[[ The records open ]]

PR #2122, opened 2022-08-30
#2121 Implement retries quadratic+randomised backoff mechanism

### LINKED ISSUE #2121: On failed calling Rest-API wait for random moment
## Background
When a _Rest-API_ calls fails from _SparkJobs_ it is retried immediately, possibly creating an ingestion on the Rest endpoint.

## Feature
In case of a failure & retry on Rest API call add a random length ~2 seconds sleep.

jakipatryk:
- Added `retryBackoffStrategy` parameter to CrossHostApiCaller constructor
- Used `retryBackoffStrategy` as a step in retrying a call
- Implemented quadratic `retryBackoffStrategy` with randomised addition of 0-1s to delay

Closes #2121

### DIFF
--- a/dao/src/main/scala/za/co/absa/enceladus/dao/rest/CrossHostApiCaller.scala
+++ b/dao/src/main/scala/za/co/absa/enceladus/dao/rest/CrossHostApiCaller.scala
@@ -65,7 +65,7 @@ object CrossHostApiCaller {
   }
 
   private def quadraticRandomizedRetryBackoffStrategy(retryNumber: Int): Unit = {
-    val inSeconds: Double = retryNumber * retryNumber + Random.nextDouble()
+    val inSeconds: Double = retryNumber * retryNumber + retryNumber * Random.nextDouble()
     val inMillis = inSeconds * 1000
     Thread.sleep(inMillis.toLong)
   }
--- a/dao/src/main/scala/za/co/absa/enceladus/dao/rest/CrossHostApiCaller.scala
+++ b/dao/src/main/scala/za/co/absa/enceladus/dao/rest/CrossHostApiCaller.scala
@@ -37,7 +37,7 @@ object CrossHostApiCaller {
       urlsRetryCount: Int,
       startWith: Option[Int],
       optionallyRetryableExceptions: Set[OptRetryableExceptions],
-      retryBackoffStrategy: Int => Unit
+      retryBackoffStrategy: Int => Int
   ): CrossHostApiCaller = {
     val maxTryCount: Int = (if (urlsRetryCount < 0) {
       logger.warn(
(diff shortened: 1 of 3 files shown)


dao/src/main/scala/za/co/absa/enceladus/dao/rest/CrossHostApiCaller.scala
```diff
@@ -48,24 +49,34 @@ object CrossHostApiCaller {
...
-      optionallyRetryableExceptions: Set[OptRetryableExceptions] = Set.empty
+      optionallyRetryableExceptions: Set[OptRetryableExceptions] = Set.empty,
+      retryBackoffStrategy: Int => Unit = quadraticRandomizedRetryBackoffStrategy
    ): CrossHostApiCaller = {
-    createInstance(apiBaseUrls, urlsRetryCount, startWith, optionallyRetryableExceptions)
+    createInstance(apiBaseUrls, urlsRetryCount, startWith, optionallyRetryableExceptions, retryBackoffStrategy)
+  }
+
+  private def quadraticRandomizedRetryBackoffStrategy(retryNumber: Int): Unit = {
+    val inSeconds: Double = retryNumber * retryNumber + Random.nextDouble()
```
lsulak, line 68: I like how you added this functionality into the module, but I'm not sure if this is random enough. @benedeki what do you think, based on your experiences?

Imagine that 5 parallel processes would execute the same REST API call at the same time, then the timings would always differ only by 0-1 second. Let's say that the retryNumber is 4:
1. Fail, wait 1+(0 up to 1) seconds
2. Fail, wait 4+(0 up to 1) seconds
3. Fail, wait 9+(0 up to 1) seconds
4. Fail, wait 16+(0 up to 1) seconds.

The random part will be more and more insignificant over time. Something like this is more 'random' (=randomness will be slightly more impactful): `retryNumber * retryNumber + Random.nextDouble() * retryNumber`

But perhaps your solution is good enough as well for edge case scenarios.

jakipatryk: I'm open to any changes to the formula, I like `retryNumber * retryNumber + Random.nextDouble() * retryNumber` as well (now I'm thinking that this one is better than the current one), we can discuss it tomorrow/wait for @benedeki response.

lsulak:
Looks good, just a minor point / potential improvement about the algorithm.

- [X] code reviewed
- [X] pulled
- [X] built
- [x] run

lsulak (approved):

lsulak (dismissed):

dao/src/main/scala/za/co/absa/enceladus/dao/rest/CrossHostApiCaller.scala
```diff
@@ -48,24 +49,34 @@ object CrossHostApiCaller {
...
+    )
   }
 
   def apply(
       apiBaseUrls: Seq[String],
       urlsRetryCount: Int = DefaultUrlsRetryCount,
       startWith: Option[Int] = None,
-      optionallyRetryableExceptions: Set[OptRetryableExceptions] = Set.empty
+      optionallyRetryableExceptions: Set[OptRetryableExceptions] = Set.empty,
+      retryBackoffStrategy: Int => Unit = quadraticRandomizedRetryBackoffStrategy
```
dk1844, line 62: I might have missed that but it seems to me that `quadraticRandomizedRetryBackoffStrategy` is not used in tests at all. In such a case, wouldn't it make sense to cover it a bit, too?

jakipatryk: Changed signature from Int => Unit to Int => Int (now returns number of milliseconds to wait), and added tests.

dao/src/test/scala/za/co/absa/enceladus/dao/rest/CrossHostApiCallerSuite.scala
```diff
@@ -151,6 +151,89 @@ class CrossHostApiCallerSuite extends BaseTestSuite {
...
+          retryBackoffStrategy = mockedRetryBackoffStrategy
+        ).call { str =>
+          restClient.sendGet[String](str)
+        }
+
+        val inOrder = Mockito.inOrder(mockedRetryBackoffStrategy)
+        inOrder.verify(mockedRetryBackoffStrategy).apply(1)
+        inOrder.verify(mockedRetryBackoffStrategy).apply(2)
+        inOrder.verify(mockedRetryBackoffStrategy, Mockito.never()).apply(3)
+        // times 2 because one time in between URIs switch, and another after switched to new URI and failed
```
dk1844, line 232: It took me a while to understand why this is here, but spot on 👍

dk1844 (approved):
LGTM (read, checked out, built and fiddled with the tests)

It pretty cool that you managed bend the implementation to test the quadratic backoff without actually slowing down the tests run to so. 👍 

I wonder, however, if there should not be an integration test in the future that would actually show the true backoff sleeping (out of scope here, I assume).

Issue #2111, opened 2022-08-10
Rename entities in code that mention Menas but REST API is meant


jakipatryk:
Menas was API+UI, but now is just UI. However, there are still plenty of variables/classes/etc. with _menas_ in the name that should be somehow renamed, for example:
- `CommonJobExecution` has _vals_: `menasBaseUrls`, `menasUrlsRetryCount`, `menasSetup`
- `MenasConnectionStringParser`
- menas-credentials.conf (and other keytab/credentials related things)
- `MenasDAO` (?)
- data-model/menas (?)

## Note
While some of them are pretty obvious renames (like `menasBaseUrls` to `restApiBaseUrls`, or menas-credentials.conf to rest_api-credentials.conf), a few are non-obvious and probably need a bit of discussion (like `MenasDAO`, whether rename it at all, and if so into what).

[[ The records closed ]]

## [Exercise details]
Retype each line above with no alterations.

## [Response for this exercise]
PR #2122, opened 2022-08-30
#2121 Implement retries quadratic+randomised backoff mechanism

### LINKED ISSUE #2121: On failed calling Rest-API wait for random moment
## Background
When a _Rest-API_ calls fails from _SparkJobs_ it is retried immediately, possibly creating an ingestion on the Rest endpoint.

## Feature
In case of a failure & retry on Rest API call add a random length ~2 seconds sleep.

jakipatryk:
- Added `retryBackoffStrategy` parameter to CrossHostApiCaller constructor
- Used `retryBackoffStrategy` as a step in retrying a call
- Implemented quadratic `retryBackoffStrategy` with randomised addition of 0-1s to delay

Closes #2121

### DIFF
--- a/dao/src/main/scala/za/co/absa/enceladus/dao/rest/CrossHostApiCaller.scala
+++ b/dao/src/main/scala/za/co/absa/enceladus/dao/rest/CrossHostApiCaller.scala
@@ -65,7 +65,7 @@ object CrossHostApiCaller {
   }
 
   private def quadraticRandomizedRetryBackoffStrategy(retryNumber: Int): Unit = {
-    val inSeconds: Double = retryNumber * retryNumber + Random.nextDouble()
+    val inSeconds: Double = retryNumber * retryNumber + retryNumber * Random.nextDouble()
     val inMillis = inSeconds * 1000
     Thread.sleep(inMillis.toLong)
   }
--- a/dao/src/main/scala/za/co/absa/enceladus/dao/rest/CrossHostApiCaller.scala
+++ b/dao/src/main/scala/za/co/absa/enceladus/dao/rest/CrossHostApiCaller.scala
@@ -37,7 +37,7 @@ object CrossHostApiCaller {
       urlsRetryCount: Int,
       startWith: Option[Int],
       optionallyRetryableExceptions: Set[OptRetryableExceptions],
-      retryBackoffStrategy: Int => Unit
+      retryBackoffStrategy: Int => Int
   ): CrossHostApiCaller = {
     val maxTryCount: Int = (if (urlsRetryCount < 0) {
       logger.warn(
(diff shortened: 1 of 3 files shown)


dao/src/main/scala/za/co/absa/enceladus/dao/rest/CrossHostApiCaller.scala
```diff
@@ -48,24 +49,34 @@ object CrossHostApiCaller {
...
-      optionallyRetryableExceptions: Set[OptRetryableExceptions] = Set.empty
+      optionallyRetryableExceptions: Set[OptRetryableExceptions] = Set.empty,
+      retryBackoffStrategy: Int => Unit = quadraticRandomizedRetryBackoffStrategy
    ): CrossHostApiCaller = {
-    createInstance(apiBaseUrls, urlsRetryCount, startWith, optionallyRetryableExceptions)
+    createInstance(apiBaseUrls, urlsRetryCount, startWith, optionallyRetryableExceptions, retryBackoffStrategy)
+  }
+
+  private def quadraticRandomizedRetryBackoffStrategy(retryNumber: Int): Unit = {
+    val inSeconds: Double = retryNumber * retryNumber + Random.nextDouble()
```
lsulak, line 68: I like how you added this functionality into the module, but I'm not sure if this is random enough. @benedeki what do you think, based on your experiences?

Imagine that 5 parallel processes would execute the same REST API call at the same time, then the timings would always differ only by 0-1 second. Let's say that the retryNumber is 4:
1. Fail, wait 1+(0 up to 1) seconds
2. Fail, wait 4+(0 up to 1) seconds
3. Fail, wait 9+(0 up to 1) seconds
4. Fail, wait 16+(0 up to 1) seconds.

The random part will be more and more insignificant over time. Something like this is more 'random' (=randomness will be slightly more impactful): `retryNumber * retryNumber + Random.nextDouble() * retryNumber`

But perhaps your solution is good enough as well for edge case scenarios.

jakipatryk: I'm open to any changes to the formula, I like `retryNumber * retryNumber + Random.nextDouble() * retryNumber` as well (now I'm thinking that this one is better than the current one), we can discuss it tomorrow/wait for @benedeki response.

lsulak:
Looks good, just a minor point / potential improvement about the algorithm.

- [X] code reviewed
- [X] pulled
- [X] built
- [x] run

lsulak (approved):

lsulak (dismissed):

dao/src/main/scala/za/co/absa/enceladus/dao/rest/CrossHostApiCaller.scala
```diff
@@ -48,24 +49,34 @@ object CrossHostApiCaller {
...
+    )
   }
 
   def apply(
       apiBaseUrls: Seq[String],
       urlsRetryCount: Int = DefaultUrlsRetryCount,
       startWith: Option[Int] = None,
-      optionallyRetryableExceptions: Set[OptRetryableExceptions] = Set.empty
+      optionallyRetryableExceptions: Set[OptRetryableExceptions] = Set.empty,
+      retryBackoffStrategy: Int => Unit = quadraticRandomizedRetryBackoffStrategy
```
dk1844, line 62: I might have missed that but it seems to me that `quadraticRandomizedRetryBackoffStrategy` is not used in tests at all. In such a case, wouldn't it make sense to cover it a bit, too?

jakipatryk: Changed signature from Int => Unit to Int => Int (now returns number of milliseconds to wait), and added tests.

dao/src/test/scala/za/co/absa/enceladus/dao/rest/CrossHostApiCallerSuite.scala
```diff
@@ -151,6 +151,89 @@ class CrossHostApiCallerSuite extends BaseTestSuite {
...
+          retryBackoffStrategy = mockedRetryBackoffStrategy
+        ).call { str =>
+          restClient.sendGet[String](str)
+        }
+
+        val inOrder = Mockito.inOrder(mockedRetryBackoffStrategy)
+        inOrder.verify(mockedRetryBackoffStrategy).apply(1)
+        inOrder.verify(mockedRetryBackoffStrategy).apply(2)
+        inOrder.verify(mockedRetryBackoffStrategy, Mockito.never()).apply(3)
+        // times 2 because one time in between URIs switch, and another after switched to new URI and failed
```
dk1844, line 232: It took me a while to understand why this is here, but spot on 👍

dk1844 (approved):
LGTM (read, checked out, built and fiddled with the tests)

It pretty cool that you managed bend the implementation to test the quadratic backoff without actually slowing down the tests run to so. 👍 

I wonder, however, if there should not be an integration test in the future that would actually show the true backoff sleeping (out of scope here, I assume).

Issue #2111, opened 2022-08-10
Rename entities in code that mention Menas but REST API is meant


jakipatryk:
Menas was API+UI, but now is just UI. However, there are still plenty of variables/classes/etc. with _menas_ in the name that should be somehow renamed, for example:
- `CommonJobExecution` has _vals_: `menasBaseUrls`, `menasUrlsRetryCount`, `menasSetup`
- `MenasConnectionStringParser`
- menas-credentials.conf (and other keytab/credentials related things)
- `MenasDAO` (?)
- data-model/menas (?)

## Note
While some of them are pretty obvious renames (like `menasBaseUrls` to `restApiBaseUrls`, or menas-credentials.conf to rest_api-credentials.conf), a few are non-obvious and probably need a bit of discussion (like `MenasDAO`, whether rename it at all, and if so into what).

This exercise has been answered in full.